К стыду человеческой природы надо признаться, что герцогиню Невэрскую очень раздражало такое соперничество с ней Ла Моля. Не то чтобы она не выносила провансальца – наоборот: повинуясь, как все женщины, помимо воли, непреодолимому влечению кокетничать с возлюбленным другой женщины, в особенности если эта женщина ее подруга, она щедро дарила Ла Моля сверкающими взглядами своих изумрудных глаз, и сам Коконнас мог бы позавидовать пожатиям рук и обилию любезностей, выпадавших на долю его друга в те дни, когда менялось ее настроение и звезда пьемонтца, казалось, тускнела на горизонте его красавицы. Но пьемонтец, готовый зарезать хоть пятнадцать человек по одному взгляду своей дамы, был настолько не ревнив к Ла Молю, что не один раз в случае подобной смены настроения у герцогини предлагал ему на ухо такие вещи, от которых бедного провансальца бросало в краску.

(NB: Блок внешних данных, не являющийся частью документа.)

PR #9137, opened 2026-01-22
[CTSKF-1478] Allow up to 10 PTPH fees

jrmhaig:
There was previous a limit of 3 PCPH fees allows. This has been increased, although there is still a limit for the moment.

#### What

Permit advocates to add up to 10 plea and trial preparation hearings on a claim.

#### Ticket

[Increase the number of PTPH fees that are claimable in CCCD](https://dsdmoj.atlassian.net/browse/CTSKF-1487)

#### Why

Providers have requested that the limit of 3 plea and trial preparation hearings on a claim should be lifted and there is no reason why this limit is in place.

#### How

Update the validator to allow up to 10 instead of 3.

Note that plea and trial preparation hearings (PTPH) were originally called plea and case management hearings (PCM) and this is still used in various places in the code.

### DIFF
--- a/config/locales/en/models/claim.yml
+++ b/config/locales/en/models/claim.yml
@@ -235,7 +235,7 @@ en:
               npw_invalid: Enter a valid quantity for number of prosecution witnesses fees
               pcm_invalid: Enter a valid quantity for plea and trial preparation hearing
               pcm_not_applicable: Plea and case management hearing fee not applicable to case type
-              pcm_numericality: Enter a valid quantity (1 to 3) for plea and case management hearing fees
+              pcm_numericality: Enter a valid quantity (1 to 10) for plea and case management hearing fees
               ppe_invalid: Enter a valid quantity for pages of prosecution evidence fees
               saf_invalid: Enter a valid quantity for standard appearance fees
             rate:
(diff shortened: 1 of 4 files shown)


Katy600 (approved):
That makes sense :)

config/locales/en/models/claim.yml
```diff
@@ -364,7 +364,7 @@ en:
               miste_numericality: Enter a valid quantity (1) for section 28 hearing
               miumu_numericality: Enter a valid quantity (1) for unused material (up to 3 hours)
               pcm_invalid: Enter a valid quantity for plea and trial preparation hearing
-              pcm_numericality: Enter a valid quantity (1 to 3) for plea and case management hearing fees
+              pcm_numericality: Enter a valid quantity (1 to 10) for plea and case management hearing fees
```
mpw5: My only suggestion would be to change this error to refer to PTPH instead of PCMH.
```suggestion
              pcm_numericality: Enter a valid quantity (1 to 10) for plea and trial preparation hearing fees
```

config/locales/en/models/claim.yml
```diff
@@ -235,7 +235,7 @@ en:
               npw_invalid: Enter a valid quantity for number of prosecution witnesses fees
               pcm_invalid: Enter a valid quantity for plea and trial preparation hearing
               pcm_not_applicable: Plea and case management hearing fee not applicable to case type
-              pcm_numericality: Enter a valid quantity (1 to 3) for plea and case management hearing fees
+              pcm_numericality: Enter a valid quantity (1 to 10) for plea and case management hearing fees
```
mpw5: My only suggestion would be to change this error to refer to PTPH instead of PCMH.
```suggestion
              pcm_numericality: Enter a valid quantity (1 to 10) for plea and trial preparation hearing fees
```

mpw5 (approved):
I've left a couple of comments about the wording of error messages, as the user selects PTPH but the error refers to PCMH, so it might be a good chance to align them.

But I think it's an optional change - PTPH/PCMH seem to be used inconsistently throughout so changing it in just this one place isn't going to have a big impact.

Так как отсутствие Ла Моля лишило герцогиню всех прелестей, которые давало ей общество пьемонтца, а именно – возможности проявлять свое неистощимое веселье и удовлетворять свою неутолимую жажду удовольствий, то в один прекрасный день Анриетта явилась к Маргарите и умоляла ее вернуть в Париж третье необходимое звено, без которого и ум, и сердце Коконнаса день ото дня все больше увядают.
Маргарита, любезная вообще, к тому же побуждаемая мольбами самого Ла Моля и влечением собственного сердца, назначила свидание Анриетте на следующий день в доме с двумя выходами, чтобы обсудить все это дело основательно и так, чтобы никто их не прервал.
Коконнас без большого удовольствия прочел записку Анриетты, предлагавшей ему прийти в переулок Тизон в половине десятого вечера. Но все же он поплелся к месту свидания, где и застал Анриетту, рассерженную тем, что она явилась первой.